曾经潜心留意过上世纪最后十年的民谣创作。有艾敬,辽宁女子,抱了吉他,低低地唱:有一只燕子在空中流浪,它找不到自己回归的故乡……



小艾低吟浅唱的光景,才28岁,时间是1997年。

那时候,我潜伏在湖南某城,看几位好友跃跃欲试地组建摇滚乐队。文是其一,惜乎这厮不能原创,我小鄙视之。但随了他,对当时的国内歌坛了如指掌,日日里,听不同创作,也极受用。非原创,不达人!艾敬可以,她作《我的1997》《流浪的燕子》,你唱你心,真心比麦姐有才。于是,艾敬大火,再淡出,再沉寂很多年。

▲ 艾敬和她的装置艺术
期间,艾敬上凤凰卫视的“锵锵三人行”,铁嘴窦,阴性,损人不打草稿。大约,胖老板刘长乐没有告诫窦“好男不与女斗”,窦文涛老师专使绊子,所向无敌。“锵锵”对话,让型男腾格尔给败下阵来,接着是女汉子宁静被侃得血本无归(大意是,窦先拿许的年龄开玩笑,宁说我就欣赏现在的自己,窦发话“我现在去参加同学会,看当年的女同学怎么看像自己的妈。你说自己的美,是美学意义上的,和劳动着的农夫一样美”……)。
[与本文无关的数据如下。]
PR #1047, opened 2022-05-21
nxagent: add keystrokes to switch clipboard mode on the fly

xavierog:
This pull request adds nxagent keystrokes to switch clipboard mode on the fly.
A typical use case for this feature is to prevent access to the real X server's clipboard most of the time, except for a couple seconds when this actually proves necessary. Otherly put, it simply makes nxagent's"clipboard mode" feature more flexible. Should it prove unnecessary or harmful to some users, the whole thing can be disabled by reconfiguring keystrokes.

### DIFF
--- a/nx-X11/programs/Xserver/hw/nxagent/Events.c
+++ b/nx-X11/programs/Xserver/hw/nxagent/Events.c
@@ -1071,6 +1071,14 @@ void nxagentDispatchEvents(PredicateFuncPtr predicate)
             nxagentDumpClipboardStat();
             break;
           }
+          case doClipboardBoth:
+          case doClipboardClient:
+          case doClipboardServer:
+          case doClipboardNone:
+          {
+            nxagentSwitchClipboardMode(ClipboardBoth + result - doClipboardBoth);
+            break;
+          }
           default:
           {
             FatalError("nxagentDispatchEvent: handleKeyPress returned unknown value\n");
--- a/nx-X11/programs/Xserver/hw/nxagent/Keystroke.c
+++ b/nx-X11/programs/Xserver/hw/nxagent/Keystroke.c
@@ -103,6 +103,10 @@ char * nxagentSpecialKeystrokeNames[] = {
        "autograb",
 
        "dump_clipboard",
+       "clipboard_both",
+       "clipboard_client",
+       "clipboard_server",
+       "clipboard_none",
 
        NULL,
 };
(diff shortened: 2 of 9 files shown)


uli42:
I am sorry that you did not get a reaction to this so far - I just detected it today and will have a look at it

nx-X11/programs/Xserver/hw/nxagent/Events.c
```diff
@@ -1071,6 +1071,14 @@ void nxagentDispatchEvents(PredicateFuncPtr predicate)
             nxagentDumpClipboardStat();
             break;
           }
+          case doClipboardBoth:
+          case doClipboardClient:
+          case doClipboardServer:
+          case doClipboardNone:
+          {
+            nxagentSwitchClipboardMode(ClipboardBoth + result - doClipboardBoth);
```
uli42, line 1079: I don't really like that calculation since it is not self-explanatory. Please add at least a comment the thought behind this calculation. There's another location where I saw that same calculation, comment there too, please

nx-X11/programs/Xserver/hw/nxagent/Keystroke.c
```diff
@@ -725,6 +733,12 @@ Bool nxagentCheckSpecialKeystroke(XKeyEvent *X, enum HandleEventResult *result)
     case KEYSTROKE_DUMP_CLIPBOARD:
       *result = doDumpClipboard;
       break;
+    case KEYSTROKE_SET_CLIPBOARD_BOTH:
+    case KEYSTROKE_SET_CLIPBOARD_CLIENT:
+    case KEYSTROKE_SET_CLIPBOARD_SERVER:
+    case KEYSTROKE_SET_CLIPBOARD_NONE:
+      *result = doClipboardBoth + stroke - KEYSTROKE_SET_CLIPBOARD_BOTH;
```
uli42, line 740: explain calculation (as mentioned above)

uli42 (changes requested):
I don't see code that (re-)initializes the clipboard when switching between modes. This might especially become important when nxagent was started with clipboard=none initially.

Also we need a way to disable the keystrokes since the feature might compromise security (if the admin sets the clipboard to some mode in the global config it should not be possible for the user to enable it on the fly.

sunweaver:
@xavierog Can you please give feedback on the questions asks in the code review of this PR? Thanks.

@uli42 I @xavierog will not respond, I think the idea of being able to switch between clipboard modes is basically great, but we should add yet another option that enables/disables this feature server-side/client-side. Disabled clipboard (by admin / by client user) is a feature and we would undermine it here. What do you think?

sunweaver:
@uli42 I forgot to finish my sentence above. What you be willing to finalize this PR if there is not feedback from @xavierog?

xavierog:
Hi!
Indeed, this PR is getting close to being one year old.
In practice, I am not dead, just super busy. Good news, it should get better very soon, and I should be able to dive again in this patch, answer the questions and apply the suggestions above.

sunweaver:
@xavierog This is awesome to hear!!!

uli42:
I agree that it is a nice feature. We could even extend it to a mode where only one clipboard action is allowed (pasting once) and afterwards it is disabled again. This way you get a bit more security.

PR #1061, opened 2023-06-27
nx-libs.spec: fix hashbang when manually replacing instead of using pathfix.py.

Ionic:
When I reworked the hashbang replacement line a while ago to fully replace the first line instead of just search-replacing a python binary, I forgot to add the actual hashbang character, which broke things.


sunweaver (approved):
LGTM.

PR #1062, opened 2023-08-25
Add support for new arch Loongarch

fangyaling:


sunweaver:
@fangyaling patch looks good to me. Will merge after CI has run and completed.

PR #1063, opened 2023-08-27
nx-X11/config/cf: Add loongarch64 support to nx-libs.

sunweaver:


sunweaver:
Already submitted as #1062. Thus, closing.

艾敬啥表现的呢?窦发招:“艾敬呐,女人就是一枚果子啊!”怎么着,窦老师,想直接就啃了不是?艾姑娘不错,波澜不惊地接茬:“如果,女人只是一枚果子,我愿做一枚坚果。”精彩!见招拆招。

自此,我看好艾敬。她知道燕子“找不到自己落脚的地方”,她看出燕子“在空中流浪”,她牵挂“有谁看见它去向”,她说自己很“心中惆怅”……



燕子并不流浪。又是一年春光暖,燕子们循着自身的定位系统,飞过几千里,告别南海,坚毅北返。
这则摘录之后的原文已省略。